### Provided records
PR #1313, opened 2026-07-02
feat(agent-core): keep head and tail of user messages during compaction

RealKai42:
## What

Changes the compaction retention strategy for real user messages:

- **≤ 20k tokens**: everything is kept verbatim (unchanged).
- **> 20k tokens**: instead of keeping only the most recent 20k, keep the **oldest 2k** (`COMPACT_USER_MESSAGE_HEAD_TOKENS`) plus the **most recent 18k**. The head can extend into the cut-off beginning of the message whose end anchors the tail, so a single oversized message keeps both its start and its most recent part.

The model is told about this in three places:

1. An **elision marker** (`<system-reminder>`, origin `{kind: 'injection', variant: 'compaction_elision'}`) inserted between the head and tail segments, stating what sits above/below and roughly how many tokens were omitted. Injection origin means the next compaction drops it (markers never stack), undo skips it, and the UI transcript never shows it.
2. A sentence appended to the compaction summary prefix.
3. The Context Management section of the default system prompt (its previous wording was already stale).

## Boundary semantics

The tail boundary message is now truncated keeping its **end** (the more recent part), matching "most recent 18k" at token level; the head boundary keeps its beginning. Previously the boundary message always kept its beginning.

## Compatibility

New record field `keptHeadUserMessageCount` (agent-core `CompactionResult`, protocol type + zod schema):

- Present ⟺ the selection split into head + tail ⟺ the live context holds one marker message, so the wire-transcript reducer computes `foldedLength = keptUserMessageCount + 2` instead of `+ 1`.
- Records without it restore with the original tail-only selection that produced them, keeping resumed histories byte-identical to what the session actually had.
- `apps/vis` model-mode projection mirrors the same head/marker/tail rebuild.

## Tests

Failing tests were written first, then the implementation. New coverage: selection unit tests (split, boundary directions, surrogate pairs, default budgets), marker text, transcript folded length, and integration tests (split shape + resume round-trip, no marker stacking across repeated compactions, no marker under budget, legacy-record restore). Full suites pass: agent-core 3418, protocol 503, vis-server 141, repo-wide typecheck clean. Snapshot/token-count updates in `full.test.ts` are due to the longer summary prefix and were reviewed line by line.


RealKai42:
@codex

PR #1317, opened 2026-07-02
chore(agent-core): remove experimental micro compaction

RealKai42:
## Related Issue

N/A — see Problem.

## Problem

The experimental micro compaction feature could not be kept off while the master experimental switch (`KIMI_CODE_EXPERIMENTAL_FLAG=1`) was enabled, because the master switch unconditionally forces every flag on. The feature needed to be removed entirely so it cannot be enabled via the master switch, the per-feature env var, or `config.toml`.

## What changed

- Removed the `micro_compaction` experimental flag from the registry, so it no longer appears in `/experiments`, config overrides, or migration.
- Disabled the micro compaction detection/projection logic so older large tool results are never trimmed, while keeping the underlying record type so existing sessions still replay correctly.
- Commented out the related env-var and config documentation (zh/en).
- Loosened the experimental-feature state id type to `string` so the SDK/TUI remain usable with an empty flag set.
- Updated affected tests and added a changeset.

## Checklist

### DIFF
--- a/.changeset/remove-micro-compaction.md
+++ b/.changeset/remove-micro-compaction.md
@@ -1,0 +1,5 @@
+---
+"@moonshot-ai/kimi-code": patch
+---
+
+Remove the experimental micro compaction feature and its toggle from the experiments panel.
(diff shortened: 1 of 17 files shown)


RealKai42:
@codex

RealKai42:
@codex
######
About this task
All of the records must be retyped exactly as they are.

Solution for this task
PR #1313, opened 2026-07-02
feat(agent-core): keep head and tail of user messages during compaction

RealKai42:
## What

Changes the compaction retention strategy for real user messages:

- **≤ 20k tokens**: everything is kept verbatim (unchanged).
- **> 20k tokens**: instead of keeping only the most recent 20k, keep the **oldest 2k** (`COMPACT_USER_MESSAGE_HEAD_TOKENS`) plus the **most recent 18k**. The head can extend into the cut-off beginning of the message whose end anchors the tail, so a single oversized message keeps both its start and its most recent part.

The model is told about this in three places:

1. An **elision marker** (`<system-reminder>`, origin `{kind: 'injection', variant: 'compaction_elision'}`) inserted between the head and tail segments, stating what sits above/below and roughly how many tokens were omitted. Injection origin means the next compaction drops it (markers never stack), undo skips it, and the UI transcript never shows it.
2. A sentence appended to the compaction summary prefix.
3. The Context Management section of the default system prompt (its previous wording was already stale).

## Boundary semantics

The tail boundary message is now truncated keeping its **end** (the more recent part), matching "most recent 18k" at token level; the head boundary keeps its beginning. Previously the boundary message always kept its beginning.

## Compatibility

New record field `keptHeadUserMessageCount` (agent-core `CompactionResult`, protocol type + zod schema):

- Present ⟺ the selection split into head + tail ⟺ the live context holds one marker message, so the wire-transcript reducer computes `foldedLength = keptUserMessageCount + 2` instead of `+ 1`.
- Records without it restore with the original tail-only selection that produced them, keeping resumed histories byte-identical to what the session actually had.
- `apps/vis` model-mode projection mirrors the same head/marker/tail rebuild.

## Tests

Failing tests were written first, then the implementation. New coverage: selection unit tests (split, boundary directions, surrogate pairs, default budgets), marker text, transcript folded length, and integration tests (split shape + resume round-trip, no marker stacking across repeated compactions, no marker under budget, legacy-record restore). Full suites pass: agent-core 3418, protocol 503, vis-server 141, repo-wide typecheck clean. Snapshot/token-count updates in `full.test.ts` are due to the longer summary prefix and were reviewed line by line.


RealKai42:
@codex

PR #1317, opened 2026-07-02
chore(agent-core): remove experimental micro compaction

RealKai42:
## Related Issue

N/A — see Problem.

## Problem

The experimental micro compaction feature could not be kept off while the master experimental switch (`KIMI_CODE_EXPERIMENTAL_FLAG=1`) was enabled, because the master switch unconditionally forces every flag on. The feature needed to be removed entirely so it cannot be enabled via the master switch, the per-feature env var, or `config.toml`.

## What changed

- Removed the `micro_compaction` experimental flag from the registry, so it no longer appears in `/experiments`, config overrides, or migration.
- Disabled the micro compaction detection/projection logic so older large tool results are never trimmed, while keeping the underlying record type so existing sessions still replay correctly.
- Commented out the related env-var and config documentation (zh/en).
- Loosened the experimental-feature state id type to `string` so the SDK/TUI remain usable with an empty flag set.
- Updated affected tests and added a changeset.

## Checklist

### DIFF
--- a/.changeset/remove-micro-compaction.md
+++ b/.changeset/remove-micro-compaction.md
@@ -1,0 +1,5 @@
+---
+"@moonshot-ai/kimi-code": patch
+---
+
+Remove the experimental micro compaction feature and its toggle from the experiments panel.
(diff shortened: 1 of 17 files shown)


RealKai42:
@codex

RealKai42:
@codex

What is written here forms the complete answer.